Fitch juga menunjukkan bahwa proposal yudisial di Israel menemui "masyarakat sipil yang kuat dan oposisi politik", yang pada gilirannya memecah belah masyarakat Israel. Israel adalah ekonomi terbesar kedua berdasarkan PDB di Timur Tengah setelah Arab Saudi.
Sementara Moody mengemukakan keprihatinan di mana keputusan itu akan berpengaruh pada kepercayaan investor dan rating mereka terhadap Negeri Yahudi itu. Pada gilirannya, hal tersebut berpengaruh dalam hal penggalangan dana investasi.
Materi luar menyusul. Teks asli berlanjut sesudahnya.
PR #244, opened 2024-04-22
💻 add mocked route for ballots

Flip-Liquid:
## PR-Codex overview
The focus of this PR is to update the RetroFunding API endpoints related to fetching and submitting ballots. It includes adding routes for fetching and submitting specific ballots based on round ID and caster address/ENS.

### Detailed summary
- Added routes for fetching and submitting specific ballots based on round ID and caster address/ENS
- Updated API functions to fetch individual ballots based on round ID and caster address/ENS
- Renamed parameters in OpenAPI spec to reflect the caster address instead of ballot address/ENS


src/app/api/common/ballots/getBallots.ts
```diff
@@ -0,0 +1,53 @@
...
+  const defaultPaginationMetadata = {
+    hasNext: false,
+    totalReturned: 1,
+    nextOffset: 1,
+  };
+
+  const defaultBallots = {
+    ballots: [
+      {
+        address: "0x",
```
stepandel, line 13: `address` in this case is the `submitterAddress`. We should unify these

Flip-Liquid: my read of the draft routes looked like these ballots will live on chain. if that's true, IMO we should include that address as part of the returned content when listing ballots. 

but if the address in the route itself is the submitter's address then i agree

Flip-Liquid:
did a pass after correcting that naming @stepandel, plz take another look when you have a chance

stepandel (approved):
this works!

PR #246, opened 2024-04-22
Michael/agora 1686 copy addresses when clicking on 0x5f4 shorten addresses UI

mcgingras:
resolves AGORA-1686.

I implemented two different approaches, as shown in the [loom](https://www.loom.com/share/464af85696a14fe39000b4fba84a06cf). I'm more of a fan of the second approach, since it offers better visual affordance that the address is copyable, but the first approach is more consistent with the behavior of clicking the discord icon to copy it.

I'm happy to go with either, just let me know!

---

## PR-Codex overview
The focus of this PR is to enhance user experience by adding a copyable feature to addresses and improving click interactions in various components.

### Detailed summary
- Added `copyable` feature to addresses in `DelegateProfileImage`
- Updated click interactions in `VStack` and `HStack` components
- Introduced `CopyableHumanAddress` component for address copying with visual feedback


src/components/shared/CopyableHumanAddress.tsx
stepandel, line 1: ❤️

mcgingras:
I think I'm getting prettier errors which is causing the failed builds... I'll figure out how to get it such that my code is formatting correctly on save. I have a new computer so it's currently not set up 100% yet.

src/components/Layout/Stack.tsx
```diff
@@ -21,6 +21,7 @@ type Props = {
     | "items-start"
     | "items-end"
     | "items-baseline";
+  onClick?: (e?: any) => void;
```
mcgingras, line 24: I found myself wanting to add onClick to an `HStack` and was about to wrap it in a div so I could add an onClick to the div wrapping it. But then I figured the `HStack` is just a div itself... theres no reason it shouldn't just accept an onClick prop. So I'm adding it here... if we don't like this I can take it out!

yitongzhang: lol i've been here a thousand times

yitongzhang:
CleanShot 2024-04-22 at 16 45 00@2x
my only feedback is that this icon is a little thin! does hero icons have a thicker version? if not feel free to grab a thicker one as an svg here: https://www.figma.com/file/KgDS03VEYPclv3l7lJ3Sfm/Agora-Icons?type=design&node-id=181%3A128951&mode=design&t=lnzGu9Gg45a2PNSP-1

Also i know our icon system is a bit of a mess! file it under the list of design system to dos

andreitr (approved):
Before I looked at the code, I couldn't figure out that the address was copyable :) My vote would be to make the icon visible. As for the code—solid work! Congrats on your first commit, Michael

mcgingras:
> CleanShot 2024-04-22 at 16 45 00@2x my only feedback is that this icon is a little thin! does hero icons have a thicker version? if not feel free to grab a thicker one as an svg here: https://www.figma.com/file/KgDS03VEYPclv3l7lJ3Sfm/Agora-Icons?type=design&node-id=181%3A128951&mode=design&t=lnzGu9Gg45a2PNSP-1
> 
> Also i know our icon system is a bit of a mess! file it under the list of design system to dos

I don't think heroicons have a _thicker_ icon, they have a solid, filled icon set but I wasn't a big fan of the solid filled clipboard icon. I can try one of yours though, thanks for the link!

PR #255, opened 2024-04-23
🔐🤏 use bearer token in api client

Flip-Liquid:
## PR-Codex overview
The focus of this PR is to update the AgoraAPI class in `agoraAPI.js` to use a bearer token instead of an API key for authorization.

### Detailed summary
- Updated `constructor` to set `bearerToken` using the API key
- Replaced usages of `apiKey` with `bearerToken` in `GET` and `POST` requests


ferrodri (approved):
LGTM 🚢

"Implementasi perubahan semacam itu jelas akan berdampak negatif bagi penilaian kami terhadap kekuatan institusi dan tata kelola, yang sejauh ini kami anggap sebagai fitur positif dari Profil kredit berdaulat Israel," tulisnya.
CEO MarketVector, Steven Schoenfeld, pun mengatakan dia yakin investor berhak mengkhawatirkan situasi di Israel. MarketVector mempertahankan indeks saham, termasuk Blue Star Fund, yang dibuat Schoenfeld untuk melacak saham Israel.
"Sebagian besar perhatian ada di bidang modal ventura dan ekuitas swasta Israel yang penting," kata Schoenfeld.
"Anda tidak dapat memisahkan unicorn dan startup Israel serta peningkatan dari pasar ekuitas. Saat pendanaan melambat, kita akan melihat dampaknya pada pasar saham, dan itu terjadi sekarang."